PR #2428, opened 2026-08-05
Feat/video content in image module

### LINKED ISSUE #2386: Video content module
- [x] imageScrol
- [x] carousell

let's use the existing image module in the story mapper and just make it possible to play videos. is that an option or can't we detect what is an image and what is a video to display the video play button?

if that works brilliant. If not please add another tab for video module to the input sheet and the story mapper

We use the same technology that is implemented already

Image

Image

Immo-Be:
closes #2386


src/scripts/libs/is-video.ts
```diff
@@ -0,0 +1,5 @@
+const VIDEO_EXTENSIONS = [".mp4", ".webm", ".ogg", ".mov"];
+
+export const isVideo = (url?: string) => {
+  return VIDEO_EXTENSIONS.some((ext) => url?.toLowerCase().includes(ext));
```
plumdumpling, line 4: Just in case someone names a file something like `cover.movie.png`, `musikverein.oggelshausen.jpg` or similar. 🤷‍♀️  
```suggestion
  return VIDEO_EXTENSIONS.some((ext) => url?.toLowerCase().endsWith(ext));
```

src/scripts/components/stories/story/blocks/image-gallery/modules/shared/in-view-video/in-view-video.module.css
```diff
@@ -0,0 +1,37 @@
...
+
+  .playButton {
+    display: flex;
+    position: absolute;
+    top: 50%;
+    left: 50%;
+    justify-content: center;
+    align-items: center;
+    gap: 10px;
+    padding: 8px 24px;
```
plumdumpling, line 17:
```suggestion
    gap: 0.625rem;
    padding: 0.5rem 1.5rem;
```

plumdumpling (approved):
####################
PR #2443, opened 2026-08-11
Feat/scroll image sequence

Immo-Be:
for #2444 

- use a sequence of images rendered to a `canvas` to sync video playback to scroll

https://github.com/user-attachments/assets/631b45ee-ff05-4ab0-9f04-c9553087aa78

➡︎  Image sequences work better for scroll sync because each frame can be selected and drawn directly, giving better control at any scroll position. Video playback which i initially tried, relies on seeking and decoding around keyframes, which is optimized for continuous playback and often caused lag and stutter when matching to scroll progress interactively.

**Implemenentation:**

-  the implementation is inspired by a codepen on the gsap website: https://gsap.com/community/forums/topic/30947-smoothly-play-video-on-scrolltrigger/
####################
## Exercise instructions
From the listing above, collect each line in which the string "toLowerCase" appears.

## Solution to this task
+  return VIDEO_EXTENSIONS.some((ext) => url?.toLowerCase().includes(ext));
  return VIDEO_EXTENSIONS.some((ext) => url?.toLowerCase().endsWith(ext));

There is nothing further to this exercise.